В этот самый момент в нескольких метрах от них усатый человек берет за плечи старика с бородкой и обращается к присутствующим торжественным тоном:
— Товарищи! Мой старый друг поклялся мне честью, что больше никогда не будетписать на знаменитых женщин Франции!
Он снова хохочет, люди аплодируют, кричат, и мать говорит:
— Ален, я так рада, что сейчас здесь, с тобой. — Потом начинает смеяться, и смех этот такой легкий, спокойный, мягкий.
— Ты смеешься? — удивляется Ален, ведь он впервые слышит смех матери.
— Да.
— Я тоже очень рад, — взволнованно говорит он.
Зато Д'Ардело не говорит ни слова, и Рамон понимает, что его похвальное слово незначительности не понравилось этому человеку, который более всего ценит серьезность великих истин; он решает подойти с другой стороны:
— Я видел вас вчера с Ла Франк. Вы оба так красивы.
Он внимательно смотрит на лицо Д'Ардело и понимает, что на этот раз его слова понравились гораздо больше. Успех вдохновляет его, и тут же приходит желание солгать, и эта ложь такая абсурдная и в то же время восхитительная, что он решает преподнести ее как подарок, подарок человеку, которому осталось жить недолго:
— Но будьте осторожны, когда вас видят вдвоем, все слишком ясно!
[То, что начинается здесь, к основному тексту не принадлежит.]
PR #6318, opened 2022-05-27
MM-44546 -- Calls: Cloud freemium limits

cpoile:
#### Summary
- Implementing cloud limits for Calls
- Designs: https://www.figma.com/file/RX6lUPqzxelisdPucfPyxv/Calls-Freemium-Limits?node-id=91%3A63077

#### Ticket Link
- https://mattermost.atlassian.net/browse/MM-44546

#### Checklist
- [x] Has UI changes

#### Device Information
- Android: 12, Pixel 6
- iOS: 15.3.1, iPhone 7 plus

#### Screenshots
Android:
Screenshot_20220527-120238
Screenshot_20220527-120356

#### Release Note
```release-note
Calls: cloud freemium limits
```


enahum:
@cpoile tests failing...

cpoile:
@enahum yes I know

app/products/calls/components/call_message/call_message.tsx
```diff
@@ -32,9 +32,10 @@ type CallMessageProps = {
     currentChannelName: string;
     callChannelName: string;
     intl: typeof IntlShape;
+    isCloudLimitRestricted: boolean;
 }
 
-const getStyleSheet = makeStyleSheetFromTheme((theme: Theme) => {
+const getStyleSheet = makeStyleSheetFromTheme(({theme, isCloudLimitRestricted}: CallMessageProps) => {
```
enahum, line 38: this should not be done this way..

two things happening here:
1. is never memoizing the styles as it receives a new object every render
2. the purpose for this is to just to use it with the theme

What to do?
Change it so that it only uses the `theme` as an argument, create styles for cloudRestricted, and then in the component apply the right style based on the `isCloudLimitRestricted` prop.

Same with the other components.

enahum (changes requested):

app/products/calls/components/call_message/call_message.tsx
cpoile: @enahum I was following what you did here: https://github.com/mattermost/mattermost-mobile/blob/4c8594d330782e6915cccee0740429a96cef3e17/app/screens/gallery/gallery_file/gallery_file.tsx#L25

But sure, I can change it. 👍

enahum: Well, what I did there is totally wrong as well :P

enahum (approved):

app/products/calls/store/actions/calls.ts
```diff
@@ -189,7 +189,10 @@ export function joinCall(channelId: string, intl: typeof intlShape): ActionFunc
         dispatch(setSpeakerphoneOn(false));
 
         try {
-            ws = await newClient(channelId, () => null, setScreenShareURL);
+            ws = await newClient(channelId, getConfig(getState()).ICEServers, () => {
+                dispatch(setSpeakerphoneOn(false));
+                dispatch({type: CallsTypes.RECEIVED_MYSELF_LEFT_CALL});
+            }, setScreenShareURL);
```
streamer45, line 195: Good ol' `closeCb` turned out to be useful after all :grin:

streamer45 (approved):
Very nice :+1: Do you feel we should ask for a quick pass from QA as well?

cpoile:
@Phrynobatrachus Do you have the setup to give this a quick test with the load test system we used a week ago?

cpoile:
@amyblais Can we get this into the 1.53 for cloud freemium launch?

amyblais:
> @amyblais Can we get this into the 1.53 for cloud freemium launch?

@cpoile There is no v1.53 officially planned for June, but we can do either v1.53 or v1.52 dot release.

cpoile:
@amyblais Dot release would seem appropriate, but I'll do whatever @enahum thinks is appropriate.  The danger is that if we don't have this in on mobile, and a cloud customer tries to join a full call, the call will fail and they will get a bad UX. It's an edge case that Jesus never expected would happen.

enahum:
does this needs to happen before the June release? it can definitely be 1.53 instead and we do a release even if we planned not to have one in june before

cpoile:
@enahum Unfortunately yes, it should be asap for the cloud freemium launch (that's when we open up cloud calls which have the beta limits). 
Previous mobile versions will still have the bad UX, but that can't be helped.

enahum:
When is the  cloud freemium launch?

enahum:
> @enahum Jun 15

@cpoile then this can be part of the june release no problem, I don't think we need to ship it as a dot release before June 15

enahum:
@cpoile yes, @amyblais if the branch does not exists yet, we should create one and have this shipped in 1.53

abhijit-singh (approved):

amyblais:
@cpoile Both Joseph and Cass are out of office until mid-June I believe. Maybe Saturn or Jelena can help test this?

cpoile:
@amyblais Tested on cloud and on-prem, found one edge case, fixed. Ready to go.

cpoile:
@amyblais I think we'd be fine to merge without @saturninoabril , since he'd just do the same testing I just did. And it's pretty complicated (you have to run a load tester on a cloud instance with a series of licenses, then the same with on-prem).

— Ясно? Что ясно? — спрашивает Д'Ардело с едва скрываемым удовольствием.
— Ясно, что вы любовники. Только не отрицайте, я-то все понял. И не беспокойтесь, никто не умеет хранить тайны лучше меня!
Д'Ардело смотрит прямо в глаза Рамона, в которых, словно в зеркале, видит человека смертельно больного и в то же время счастливого, друга известной женщины, к которой он никогда не прикасался, но при этом неожиданно для себя стал ее тайным любовником.
— Дорогой мой, друг мой, — говорит он, обнимая Рамона. И уходит с влажными от слез глазами, но счастливый и довольный.
Детский хор уже выстроился безукоризненным полукругом, и дирижер, мальчик лет десяти, в смокинге и с палочкой в руке, готов дать сигнал к началу концерта.
Но ему приходится выждать несколько секунд, потому что со стороны аллеи с шумом приближается небольшая красно-желтая повозка, запряженная двумя пони. Усач в старой потрепанной куртке высоко вскидывает охотничье ружье. Мальчик-кучер повинуется знаку и останавливает коляску. Усач и старик с бородкой садятся в нее, в последний раз приветствуют восхищенную, размахивающую руками публику, и детский хор запевает Марсельезу.
Коляска трогается с места, по широкой аллее катится к воротам Люксембургского сада и медленно удаляется по парижским улицам.